Records from a collection
PR #62, opened 2023-12-20
increase DB mem table size to 1GB

zorjak:


cmd/main.go
```diff
@@ -57,7 +57,7 @@ func run() error {
 	setLogger(c.Debug)
 	c.LogFields()
 
-	db, err := badger.Open(badger.DefaultOptions(c.Path).WithLoggingLevel(badger.ERROR))
+	db, err := badger.Open(badger.DefaultOptions(c.Path).WithLoggingLevel(badger.ERROR).WithMemTableSize(1<<30))
```
luispdm, line 64: Can you add the following comment above, please?
```go
// "WithMemTableSize" increases MemTableSize to 1GB (1<<30 is 1GB). This increases the transaction size to about 153MB (15% of MemTableSize)
```

luispdm (changes requested):

cmd/main.go
zorjak: ok

luispdm (approved):

AlexRipoll (approved):

PR #64, opened 2023-12-21
return err when it's supposed to

luispdm:


kudlaj (approved):

zorjak (approved):

cmd/main.go
```diff
@@ -314,7 +316,7 @@ func processUniversalBlockRange(ctx context.Context, c *config.Config, client sc
 
 	if err = tx.Commit(); err != nil {
 		slog.Error("error committing transaction", "err", err.Error())
-		return nil
+		return err
```
zorjak, line 320: maybe these error (similar with other errors) can be wrapped with the text in slog. And then you return error from this function you log it.

zorjak (approved):

PR #65, opened 2023-12-27
extract evo scanning and processing events function from main to worker folder

zorjak:


internal/core/worker/evolution/worker.go
```diff
@@ -0,0 +1,299 @@
...
+	"time"
+
+	"github.com/ethereum/go-ethereum/common"
+	"github.com/freeverseio/laos-universal-node/internal/config"
+	"github.com/freeverseio/laos-universal-node/internal/platform/model"
+	"github.com/freeverseio/laos-universal-node/internal/scan"
+	"github.com/freeverseio/laos-universal-node/internal/state"
+)
+
+type ReorgError struct {
```
luispdm: Make it unexported

internal/core/worker/evolution/worker.go
```diff
@@ -0,0 +1,299 @@
...
+			slog.Info("context canceled")
+			return nil
+		default:
+			lastBlock, err := getLastBlock(ctx, w.client, startingBlock, w.blocksRange, w.blocksMargin)
+			if err != nil {
+				slog.Error(err.Error())
+				break
+			}
+            if lastBlock < startingBlock {
+				slog.Debug("scanEvochain, last calculated block is behind starting block, waiting...",
```
luispdm: Change `scanEvochain` to `evolution worker`

internal/core/worker/evolution/worker.go
```diff
@@ -0,0 +1,299 @@
...
+	block       uint64
+	chainHash   common.Hash
+	storageHash common.Hash
+}
+
+func (e ReorgError) Error() string {
+	return "reorg error"
+}
+
+type Worker interface {
```
luispdm, line 28: This interface isn't used anywhere

internal/core/worker/evolution/worker_test.go
```diff
@@ -0,0 +1,596 @@
+package worker
```
luispdm, line 1: As we test the private function `storeMintedWithExternalURIEventsByContract`, I'd rename the file `worker_wb_test.go`, the convention we have adopted so far to test private stuff (wb stands for white box)

luispdm (changes requested):

internal/core/worker/evolution/worker.go
zorjak: ok

internal/core/worker/evolution/worker.go
zorjak: it is used used in main.go. when we run this worker in go rutine.

internal/core/worker/evolution/worker.go
zorjak: ok

internal/core/worker/evolution/worker_test.go
zorjak: if you are agree lets keep it as is. I am still thinking about moving things in process package and doing small refact. when I move tests there I will have clearer where this function should stay and where the test should be

luispdm: As we're in the midst of a refactor, I'm ok with this for now

internal/core/worker/evolution/worker.go
luispdm: It is not, as `NewWorker` returns the private struct `worker`

zorjak: ups. you are right. 

Fixed. NewWorker returns the interface now.

PR #66, opened 2023-12-27
scan only ownership contracts pointing to the targeted evochain

luispdm:


internal/config/config.go
```diff
@@ -80,3 +95,18 @@ func getDefaultStoragePath() string {
 	}
 	return path.Join(homeDir, ".universalnode")
 }
+
+func setGlobalConsensusAndParachain(c *Config) error {
+	switch {
+	case strings.Contains(strings.ToLower(c.EvoRpc), "caladan"):
+		c.GlobalConsensus = caladanGlobalConsensus
+		c.Parachain = caladanParachain
+	case strings.Contains(strings.ToLower(c.EvoRpc), "klaos"):
```
zorjak: Maybe I am wrong but I think this is a bug. evoRpc is a domain name. 
It can be that evoRpc provider runs `caladan` node but gives it domain name that contains `klaos`?

Maybe we should call some node API to decide is it `caladan` or `klaos`? maybe by calling ChainId?

zorjak (changes requested):

internal/config/config.go
luispdm: Agreed. Changes pushed

zorjak (approved):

EXERCISE REQUIREMENTS: Every record above is to be restated exactly as it reads.

RESULT OF THIS TASK:
PR #62, opened 2023-12-20
increase DB mem table size to 1GB

zorjak:


cmd/main.go
```diff
@@ -57,7 +57,7 @@ func run() error {
 	setLogger(c.Debug)
 	c.LogFields()
 
-	db, err := badger.Open(badger.DefaultOptions(c.Path).WithLoggingLevel(badger.ERROR))
+	db, err := badger.Open(badger.DefaultOptions(c.Path).WithLoggingLevel(badger.ERROR).WithMemTableSize(1<<30))
```
luispdm, line 64: Can you add the following comment above, please?
```go
// "WithMemTableSize" increases MemTableSize to 1GB (1<<30 is 1GB). This increases the transaction size to about 153MB (15% of MemTableSize)
```

luispdm (changes requested):

cmd/main.go
zorjak: ok

luispdm (approved):

AlexRipoll (approved):

PR #64, opened 2023-12-21
return err when it's supposed to

luispdm:


kudlaj (approved):

zorjak (approved):

cmd/main.go
```diff
@@ -314,7 +316,7 @@ func processUniversalBlockRange(ctx context.Context, c *config.Config, client sc
 
 	if err = tx.Commit(); err != nil {
 		slog.Error("error committing transaction", "err", err.Error())
-		return nil
+		return err
```
zorjak, line 320: maybe these error (similar with other errors) can be wrapped with the text in slog. And then you return error from this function you log it.

zorjak (approved):

PR #65, opened 2023-12-27
extract evo scanning and processing events function from main to worker folder

zorjak:


internal/core/worker/evolution/worker.go
```diff
@@ -0,0 +1,299 @@
...
+	"time"
+
+	"github.com/ethereum/go-ethereum/common"
+	"github.com/freeverseio/laos-universal-node/internal/config"
+	"github.com/freeverseio/laos-universal-node/internal/platform/model"
+	"github.com/freeverseio/laos-universal-node/internal/scan"
+	"github.com/freeverseio/laos-universal-node/internal/state"
+)
+
+type ReorgError struct {
```
luispdm: Make it unexported

internal/core/worker/evolution/worker.go
```diff
@@ -0,0 +1,299 @@
...
+			slog.Info("context canceled")
+			return nil
+		default:
+			lastBlock, err := getLastBlock(ctx, w.client, startingBlock, w.blocksRange, w.blocksMargin)
+			if err != nil {
+				slog.Error(err.Error())
+				break
+			}
+            if lastBlock < startingBlock {
+				slog.Debug("scanEvochain, last calculated block is behind starting block, waiting...",
```
luispdm: Change `scanEvochain` to `evolution worker`

internal/core/worker/evolution/worker.go
```diff
@@ -0,0 +1,299 @@
...
+	block       uint64
+	chainHash   common.Hash
+	storageHash common.Hash
+}
+
+func (e ReorgError) Error() string {
+	return "reorg error"
+}
+
+type Worker interface {
```
luispdm, line 28: This interface isn't used anywhere

internal/core/worker/evolution/worker_test.go
```diff
@@ -0,0 +1,596 @@
+package worker
```
luispdm, line 1: As we test the private function `storeMintedWithExternalURIEventsByContract`, I'd rename the file `worker_wb_test.go`, the convention we have adopted so far to test private stuff (wb stands for white box)

luispdm (changes requested):

internal/core/worker/evolution/worker.go
zorjak: ok

internal/core/worker/evolution/worker.go
zorjak: it is used used in main.go. when we run this worker in go rutine.

internal/core/worker/evolution/worker.go
zorjak: ok

internal/core/worker/evolution/worker_test.go
zorjak: if you are agree lets keep it as is. I am still thinking about moving things in process package and doing small refact. when I move tests there I will have clearer where this function should stay and where the test should be

luispdm: As we're in the midst of a refactor, I'm ok with this for now

internal/core/worker/evolution/worker.go
luispdm: It is not, as `NewWorker` returns the private struct `worker`

zorjak: ups. you are right. 

Fixed. NewWorker returns the interface now.

PR #66, opened 2023-12-27
scan only ownership contracts pointing to the targeted evochain

luispdm:


internal/config/config.go
```diff
@@ -80,3 +95,18 @@ func getDefaultStoragePath() string {
 	}
 	return path.Join(homeDir, ".universalnode")
 }
+
+func setGlobalConsensusAndParachain(c *Config) error {
+	switch {
+	case strings.Contains(strings.ToLower(c.EvoRpc), "caladan"):
+		c.GlobalConsensus = caladanGlobalConsensus
+		c.Parachain = caladanParachain
+	case strings.Contains(strings.ToLower(c.EvoRpc), "klaos"):
```
zorjak: Maybe I am wrong but I think this is a bug. evoRpc is a domain name. 
It can be that evoRpc provider runs `caladan` node but gives it domain name that contains `klaos`?

Maybe we should call some node API to decide is it `caladan` or `klaos`? maybe by calling ChainId?

zorjak (changes requested):

internal/config/config.go
luispdm: Agreed. Changes pushed

zorjak (approved):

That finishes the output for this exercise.